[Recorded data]
PR #19, opened 2019-07-22
Update deployment config to current private key provider API

ipuustin:
@juliocri : please take a look.

### DIFF
--- a/deployments/boringssl-envoy-deployment.yaml
+++ b/deployments/boringssl-envoy-deployment.yaml
@@ -34,15 +34,15 @@ data:
         filter_chains:
           tls_context:
             common_tls_context:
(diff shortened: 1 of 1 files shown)


juliocri:
@ipuustin The env var is now set :), but the `fw_counters` are not increased yet, do you think is because the `intel-qat-plugin` is required to be updated to latest qat driver release? I see is still using the previous one: qat1.7.l.4.5.0-00034.tar.gz

ipuustin:
@juliocri I made one more necessary change to the config file (the `private_key` field is now owned by the QAT provider). Can you check if the tests pass now?

ipuustin:
@juliocri : one more fix, please try again.

PR #21, opened 2019-07-24
Drop k6

mythi:


juliocri (commented):
Looks good, doing the same for CI.

.gitmodules
```diff
@@ -2,19 +2,7 @@
 	path = envoy
 	url = https://github.com/ipuustin/envoy.git
 	branch = openssl-container
-[submodule "QAT_Engine"]
```
ipuustin, line 5: Good catch! I had forgotten `.gitmodules`.

README.md
```diff
@@ -63,23 +63,17 @@ Get the NodePort:
...
 
-In order to run benchmarks with k6 load testing tool, first create a container for a version which has `TLS_ECDHE_RSA_WITH_AES_128_CBC_SHA256` support enabled:
-
-    $ cd k6
-    # docker image build -t loadimpact/k6:custom -f Dockerfile .
-    $ cd ..
-
 Edit the `tests/k6-testing-config-docker.js` file to set the test parameters.  You can among other things select the cipher suite in the file. At least replace the port `9000` in the URL with the NodePort value.  Then run the benchmark:
 
-    # docker run --net=host -i loadimpact/k6:custom run --vus 10 --duration 20s -< tests/k6-testing-config-docker.js
```
ipuustin, line 82: Would be awesome if we could use some other version than "master" so that an upstream change couldn't break our testing, but we can do that later when a new K6 release comes out.

ipuustin (approved):
Looks good to me!

.gitmodules
mythi: I used `git rm <submodule>` in ba8774e and it updated .gitmodules too, FYI

README.md
mythi: Agree. I've subscribed for release notifications in loadimpact/k6 github so that we can change once there's a new release.

PR #16, opened 2019-06-22
Jenkins e2e test and perf using scripts in vagrant dir.

juliocri:

PR #22, opened 2019-08-07
Simplify openssl configuration by moving openssl.cnf to ConfigMap

rojkov:


Dockerfile.clr.envoy
```diff
@@ -23,9 +22,8 @@ RUN ln -s /usr/lib/libqat.so /usr/lib/libqat.so.0 && \
     install -d /etc/ld.so.conf.d && \
     install -d /etc/ssl && \
     echo /usr/lib > /etc/ld.so.conf.d/qat.conf && \
-    ldconfig && \
-    mv openssl.cnf /etc/ssl
+    ldconfig
 
 STOPSIGNAL SIGTERM
 
-ENTRYPOINT ["/envoy-static", "-c /etc/envoy/config/envoy-conf.yaml"]
```
ipuustin, line 31: Use rather `--cpuset-threads` parameter and control the cpuset size from Docker/K8s?

rojkov: Thanks! Updated.

ipuustin: Hmm, after some more investigation, it seems that in order for this to work the k8s CPU manager would need to be using the `static` policy, because otherwise the container cpuset isn't updated. The `static` policy isn't enabled by default and the `none` policy just uses the CFS quota.

I think that either we need to update the documentation saying that the CPU manager would need to be enabled or otherwise we'll need to manually sync the `--concurrency` value and cpu request value in the `yaml` file (instead of using `--cpuset-threads`). What do you think?

mythi: My preference would be that we add a note about CPU manager static policy and check the sample deployments get CPUs from the static pool.

FWIW, PR #16 has enablers for setting up a cluster with CPU manager. Also, our "cloud-native-setup" on Clear does that by default (a `kubeadm.yaml` config is provided).

rojkov:
Added a note about the static policy to `README.md`.

ipuustin (approved):
LGTM

mythi (approved):
great!

PR #23, opened 2019-08-12
Upgrade ClearLinux vagrant version

electrocucaracha:
The ClearLinux vagrant box used for this project hasn't been upgrade in a while so makes sense to have something more close to whatever that is available today. This patch pretends to update that image keeping version backwards compatibility.

### DIFF
--- a/vagrant/Vagrantfile
+++ b/vagrant/Vagrantfile
@@ -11,11 +11,11 @@
 box = {
   :virtualbox => {
     :centos => { :name => 'generic/centos7', :version=> '1.9.2' },
-    :clearlinux => { :name => 'AntonioMeireles/ClearLinux', :version=> '28510' }
+    :clearlinux => { :name => 'AntonioMeireles/ClearLinux', :version=> '30800' }
   },
   :libvirt => {
     :centos => { :name => 'centos/7', :version=> '1901.01' },
-    :clearlinux => { :name => 'AntonioMeireles/ClearLinux', :version=> '28510' }
+    :clearlinux => { :name => 'AntonioMeireles/ClearLinux', :version=> '30800' }
   }
 }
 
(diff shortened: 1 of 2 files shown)


vagrant/Vagrantfile
```diff
@@ -37,14 +37,21 @@ puts "[INFO] Shared folder: #{vagrant_root}"
 puts "[INFO] Linux Distro: #{distro}"
 puts "[INFO] Container manager: #{container_manager}"
 
+if distro == :clearlinux and Integer(box[:libvirt][distro][:version]) >= 28510
```
mythi: If this file takes care of pulling the right version, the backwards compatibility check is not needed.

mythi (commented):
Will this update help us to get rid of that dnssec setting that was needed earlier?

vagrant/Vagrantfile
electrocucaracha: Well, there is only one version for the OVMF.fd file so this can used for all CLR versions. The author of the CLR vagrant box [decided](https://github.com/AntonioMeireles/ClearLinux-packer/commit/005fcec22038866b9beba6fab4fab6a135c31b3f) to consume the host file.

I didn't check it but maybe the point of inflection happens around CLR [v29100](https://app.vagrantup.com/AntonioMeireles/boxes/ClearLinux/versions/29100)

mythi: > I didn't check it but maybe the point of inflection happens around CLR v29100

My comment was that the distro version check is not needed because you're also upgrading the box version. Or am I missing something?

electrocucaracha: Yes, you're right so can I assume that you don't need that backwards capability? I can change the code to remove that conditional.

mythi: Yes, that's my thinking. thanks!

vagrant/Vagrantfile
```diff
@@ -37,14 +37,21 @@ puts "[INFO] Shared folder: #{vagrant_root}"
...
+  File.exists?("/usr/share/qemu/OVMF.fd") ? loader = "/usr/share/qemu/OVMF.fd" : loader = File.join(File.dirname(__FILE__), "OVMF.fd")
+  if not File.exists?(loader)
+    system('curl -O https://download.clearlinux.org/image/OVMF.fd')
```
ipuustin: Shouldn't you check if the download succeeds? And does ruby have a built-in way to do HTTPs requests?

electrocucaracha: @ipuustin according to the Ruby's documentation the [system functio](https://ruby-doc.org/docs/ruby-doc-bundle/Manual/man-1.4/function.html#system)n returns false in case of failure so I can modified as well. Otherwise using a Ruby function I have to manage proxy values but it can be an alternative.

#### Task goal
Find the word "Looks" in the entries and show each line where it is found.

#### Solved exercise
Looks good, doing the same for CI.
Looks good to me!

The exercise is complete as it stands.